What's it like being in that rehearsal room?
In the first couple of weeks, Rob curated and cultivated the company's forming. And the cast that he's assembled is incredibly talented.
We did these company-forming exercises, which incorporate textual analysis. And he elicits these disclosures and sharings from the cast that are massively inspiring and kind of overwhelming. And those exercises did so much: they establish trust, while digging through the play, deconstructing storytelling.
And this isn't your first time performing at the Almeida, is it?
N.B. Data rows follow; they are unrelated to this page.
PR #842, opened 2018-02-15
ARUHA-1504 Global read access for all_data_access

lmontrieux:
# Allow READ access to applications with READ permission for all_data_access resource

> Zalando ticket : ARUHA-1504

## Description
If an application holds a READ permission for resource all_data_access, it will be able to read from all event types, regardless of their authorization policy.

## Review
- [ ] Tests
- [ ] Documentation
- [ ] CHANGELOG

## Deployment Notes
The list of subjects with permissions for all_data_access must be inserted directly into the DB.

### DIFF
--- a/src/main/java/org/zalando/nakadi/repository/db/AuthorizationDbRepository.java
+++ b/src/main/java/org/zalando/nakadi/repository/db/AuthorizationDbRepository.java
@@ -39,13 +39,14 @@ public class AuthorizationDbRepository extends AbstractDbRepository {
         return listAllFromResource(ALL_DATA_ACCESS_RESOURCE);
     }
 
-    private List<Permission> listAllFromResource(final String resource) {
+    private List<Permission> listAllFromResource(final String resource) throws RepositoryProblemException {
         final List<Permission> permissions;
         try {
             permissions = jdbcTemplate.query("SELECT * FROM zn_data.authorization WHERE az_resource=?",
                     new Object[] { resource }, permissionRowMapper);
         } catch (final DataAccessException e) {
-            throw new RepositoryProblemException("Error occurred when fetching permissions for ", e);
+            throw new RepositoryProblemException(
+                    String.format("Error occurred when fetching permissions for resource %s", resource), e);
         }
 
         return permissions;
--- a/src/main/java/org/zalando/nakadi/repository/db/AuthorizationDbRepository.java
+++ b/src/main/java/org/zalando/nakadi/repository/db/AuthorizationDbRepository.java
@@ -15,6 +15,9 @@ import org.zalando.nakadi.plugin.api.authz.AuthorizationService;
 
 import java.util.List;
 
+import static org.zalando.nakadi.domain.AdminResource.ADMIN_RESOURCE;
+import static org.zalando.nakadi.domain.AllDataAccessResource.ALL_DATA_ACCESS_RESOURCE;
+
 @DB
 @Repository
 public class AuthorizationDbRepository extends AbstractDbRepository {
@@ -29,15 +32,23 @@ public class AuthorizationDbRepository extends AbstractDbRepository {
     }
 
     public List<Permission> listAdmins() throws RepositoryProblemException {
-        final List<Permission> admins;
+        return listAllFromResource(ADMIN_RESOURCE);
+    }
+
+    public List<Permission> listAllDataAccess() throws RepositoryProblemException {
+        return listAllFromResource(ALL_DATA_ACCESS_RESOURCE);
+    }
+
+    private List<Permission> listAllFromResource(final String resource) {
+        final List<Permission> permissions;
         try {
-            admins = jdbcTemplate.query("SELECT * FROM zn_data.authorization WHERE az_resource='nakadi'",
-                    permissionRowMapper);
+            permissions = jdbcTemplate.query("SELECT * FROM zn_data.authorization WHERE az_resource=?",
+                    new Object[] { resource }, permissionRowMapper);
         } catch (final DataAccessException e) {
-            throw new RepositoryProblemException("Error occurred when fetching administrators", e);
+            throw new RepositoryProblemException("Error occurred when fetching permissions for ", e);
         }
 
-        return admins;
+        return permissions;
     }
 
     public void deletePermission(final Permission permission) {
--- a/src/main/java/org/zalando/nakadi/service/AdminService.java
+++ b/src/main/java/org/zalando/nakadi/service/AdminService.java
@@ -4,6 +4,7 @@ import org.springframework.beans.factory.annotation.Autowired;
 import org.springframework.stereotype.Service;
 import org.zalando.nakadi.config.NakadiSettings;
 import org.zalando.nakadi.domain.AdminResource;
+import org.zalando.nakadi.domain.AllDataAccessResource;
 import org.zalando.nakadi.domain.Permission;
 import org.zalando.nakadi.domain.ResourceAuthorization;
 import org.zalando.nakadi.exceptions.UnableProcessException;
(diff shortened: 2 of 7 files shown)


src/main/java/org/zalando/nakadi/service/AuthorizationValidator.java
```diff
@@ -155,7 +155,9 @@ public void authorizeStreamRead(final EventType eventType) throws AccessDeniedEx
         final Resource resource = new EventTypeResource(eventType.getName(), eventType.getAuthorization());
         try {
             if (!authorizationService.isAuthorized(AuthorizationService.Operation.READ, resource)) {
-                throw new AccessDeniedException(AuthorizationService.Operation.READ, resource);
+                if (!adminService.hasAllDataAccess(AuthorizationService.Operation.READ)) {
```
SergKam: Maybe it is normal in Java, just curious, Why two IF instead of AND?

src/main/java/org/zalando/nakadi/service/AuthorizationValidator.java
```diff
@@ -155,7 +155,9 @@ public void authorizeStreamRead(final EventType eventType) throws AccessDeniedEx
...
+                    throw new AccessDeniedException(AuthorizationService.Operation.READ, resource);
+                }
             }
         } catch (final PluginException e) {
             throw new ServiceTemporarilyUnavailableException("Error calling authorization plugin", e);
```
SergKam: Maybe it is normal in Java, just learning, again,
Why you Throw and Catch and Throw again. Instead one Throw, maybe complex like:
```
... e =new AccessDeniedException(AuthorizationService.Operation.READ, resource);
throw new ServiceTemporarilyUnavailableException("Error calling authorization plugin", e);
```

src/main/java/org/zalando/nakadi/service/AuthorizationValidator.java
lmontrieux: The `&&` does short-circuit evaluation so actually it would be equivalent

src/main/java/org/zalando/nakadi/service/AuthorizationValidator.java
lmontrieux: Here we catch PluginException, which is thrown from inside a plugin (so we may not necessarily know how it behaves). We catch it, then throw ServiceTemporarilyUnavailableException, so we don't expose implementation details to the caller. Or at least that's how I see it

src/main/java/org/zalando/nakadi/service/AuthorizationValidator.java
lmontrieux: It would be nicer with a `&&`, you are right

lmontrieux: 7927b54

src/main/java/org/zalando/nakadi/service/AuthorizationValidator.java
SergKam: Ah, I see, you are catching possible errors from authorizationService and adminService.

src/main/java/org/zalando/nakadi/repository/db/AuthorizationDbRepository.java
```diff
@@ -29,15 +32,23 @@ public AuthorizationDbRepository(final JdbcTemplate jdbcTemplate, final ObjectMa
...
     public List<Permission> listAdmins() throws RepositoryProblemException {
-        final List<Permission> admins;
+        return listAllFromResource(ADMIN_RESOURCE);
+    }
+
+    public List<Permission> listAllDataAccess() throws RepositoryProblemException {
+        return listAllFromResource(ALL_DATA_ACCESS_RESOURCE);
+    }
+
+    private List<Permission> listAllFromResource(final String resource) {
```
adyach: throws RepositoryProblemException

lmontrieux: 943f590

src/main/java/org/zalando/nakadi/service/AuthorizationValidator.java
```diff
@@ -154,7 +154,8 @@ public void authorizeStreamRead(final EventType eventType) throws AccessDeniedEx
 
         final Resource resource = new EventTypeResource(eventType.getName(), eventType.getAuthorization());
         try {
-            if (!authorizationService.isAuthorized(AuthorizationService.Operation.READ, resource)) {
+            if (!authorizationService.isAuthorized(AuthorizationService.Operation.READ, resource)
```
v-stepanov: @lmontrieux But you have implemented it only for Low Level API and not for Subscription API. I thought you wanted to do vise versa.

v-stepanov: Ah, ok. You implemented it for both.

src/test/java/org/zalando/nakadi/controller/EventStreamControllerTest.java
```diff
@@ -466,6 +472,24 @@ public void testAccessDenied() throws Exception {
         assertThat(responseToString(responseBody), TestUtils.JSON_TEST_HELPER.matchesObject(expectedProblem));
     }
 
+    @Test
+    public void testAccessAllowedForAllDataAccess() throws Exception {
```
v-stepanov: This class test Low Level API stream. What about a test for Subscription API?

src/main/java/org/zalando/nakadi/service/AuthorizationValidator.java
lmontrieux: I realised that implementing it here means that it will work for all endpoints that are protected with read permissions (for example, stats). It's already a hack solution and I'd rather not make it worse, I think it is fine to have it for LoLA as well, even though it is deprecated.

v-stepanov: Yes definitely. I think it doesn't make sense to spend additional effort to disable that for LoLA.

src/test/java/org/zalando/nakadi/controller/EventStreamControllerTest.java
lmontrieux: @v-stepanov Sorry, I'm not going to write a test for Subscription API. The reason is:
- to write a unit test means a nightmare of mocks (I spent too much time trying, it's still not working and there are a lot of mocks already)
- ideally we should have an acceptance test. I think this should be written elegantly when we have an endpoint to set applications that can read from all. I could populate the database with some values on startup... but that's also ugly.

What do you think?

v-stepanov: @lmontrieux 
Yes, probably it will be difficult to write AT checking authorization because we run ATs without any tokens. And unit test will have too much to mock. Ok, let's do it without a test.

src/main/java/org/zalando/nakadi/service/AdminService.java
```diff
@@ -62,6 +64,13 @@ public boolean isAdmin(final AuthorizationService.Operation operation) {
         return authorizationService.isAuthorized(operation, resource);
     }
 
+    public boolean hasAllDataAccess(final AuthorizationService.Operation operation) {
+        final List<Permission> permissions = authorizationDbRepository.listAllDataAccess();
```
v-stepanov: I don't remember: have we planned to have simple guava cache in this implementation or not?
I checked - currently reading events endpoint (both hila and lola) is called ~25 times/sec.

lmontrieux: Good point. Here is a very simple cache, where data expires after 1 minute, as we discussed: 625c2e2

v-stepanov:
👍

lmontrieux:
👍

lmontrieux:
Deploy validation please

lmontrieux:
👍

v-stepanov:
👍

No. So I've done the Bakkhai...and what can I say about the Bakkhai?! It was just extraordinary: a reimagined and revitalised 2000 year old play. And then I was in Against more recently, which was a very sparse, modern play.
But the first show I was in here was Game, which is a Mike Bartlett play where we completely deconstructed the space. It became almost like a film set where the audience was in a viewing gallery, which was brilliant, bonkers and brave.
That space seems to change every time with each show!
The space is lovely, the audience are always so engaged and excited, no matter what configuration they're in.
There's an intimacy which is really special, that's the thing you want to engender and foster. There is something about being in that cosy space and sharing that moment with that small slice of the population which is very nice.
And you know, people don't tend to work in theatres for the money, because...well, there isn't any! Or if there is it's stayed well hidden from me. So there's a calling and if you work in the right theatre like this, there's a vibe in there. The Almeida is one of those places where people are happy and proud to be a part of it.